Figure 2. Polyglutamylation controls the affinity of Tau protein to microtubules.

Figure 2

  1. Schematic representation of the TIRF microscopy assay setup. Label‐free GMPCPP‐stabilised microtubules, polymerised from wild‐type and knockout‐mouse brain tubulin, are attached to a glass coverslip chamber sequentially and imaged in IRM mode. Their identity is retained by their positions on the coverslip (Steps 1 and 2). Next, 70 nM purified Tau‐meGFP is added to the chamber and its microtubule binding recorded in TIRF microscopy mode (Step 3). The fluorescence intensity of Tau‐meGFP on each microtubule in the chamber is measured in the subsequent affinity analysis (Step 4).
  2. Representative IRM and TIRF microscopy images showing microtubule positions and Tau‐meGFP intensities for different PTM variants (grey: wild type; blue: Ttll1 −/−; yellow: Ttll7 −/−; green: Ttll1 −/− Ttll7 −/−; pink: Atat1 −/−). In the last column, false‐coloured TIRF images highlight differences in Tau‐meGFP intensities on different types of microtubules (Movie EV1). Scale bars 5 μm.

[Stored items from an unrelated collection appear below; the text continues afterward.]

PR #52, opened 2017-12-26
Add GET /syntaxes endpoint

malor:
This new endpoint allows to retrieve the list of supported snippet
syntaxes, that is defined in the config file. Modify the default
config to contain the list of syntaxes from the original XSnippet.

Put the test fixtures into conftest.py, so that they can be reused
in tests of different API resources.

### DIFF
--- a/contrib/ansible/xsnippet-api.conf.j2
+++ b/contrib/ansible/xsnippet-api.conf.j2
@@ -35,7 +35,161 @@ connection = mongodb://db:27017/xsnippet
 ;        python
 ;        javascript
 ;
-; By default, constraint is not defined so any syntax is accepted.
+
+syntaxes =
+    APL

  3. Quantification of the integrated intensity of Tau‐meGFP on GMPCPP microtubules in three independent sets of experiments performed with independently purified tubulin samples. Single assays (Fig EV2A) of one experiment were combined after normalisation to the wild‐type microtubule values (A.U., arbitrary units). Each data point represents the normalised fluorescence intensity value of one microtubule. Mean values and standard deviation are shown for each scatter plot. Student's t‐test; P‐values displayed.
  4. Summary quantification of the three independent experiments shown in (C). Each point is a normalised mean of the triplicates, and error bars represent standard deviation. Student's t‐test; P‐values displayed.

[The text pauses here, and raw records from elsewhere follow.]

PR #53, opened 2018-01-03
Remove router assignment via app._router property

ikalnytskyi:
We use to set VersionRouter instance on application later in the code by
exploiting private attribute. The need of this hack comes from the time
when UrlDispatcher (router) was needed to be aware of the application,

  5. Saturation curve of increasing concentration Tau‐mCherry binding to GMPCPP wild‐type and Ttll1 −/− Ttll7 −/− microtubules. Each data point is shown as mean ± standard deviation of the raw integrated intensity values (A.U. × 104) of three experiments with independently purified tubulin samples (Fig EV2D). Dissociation constants K d and R 2 coefficient from non‐linear fits of each microtubule type are indicated below the plot.
  6. Tau‐envelope formation on Taxol‐stabilised wild‐type and Ttll1 −/− Ttll7 −/− microtubules (grey and green arrowheads, respectively) 5 and 120 s after the addition of 40 nM Tau‐mCherry to the TIRF microscopy flow‐chamber (Movie EV2). Scale bars 5 μm.
  7. Analysis of percentage total microtubule length in the flow‐chamber covered by Tau envelopes. Pooled data points from three experiments (each data point represents tau coverage of microtubules within one field of view) with medians and interquartile ranges represented. Mann–Whitney test, P‐values displayed.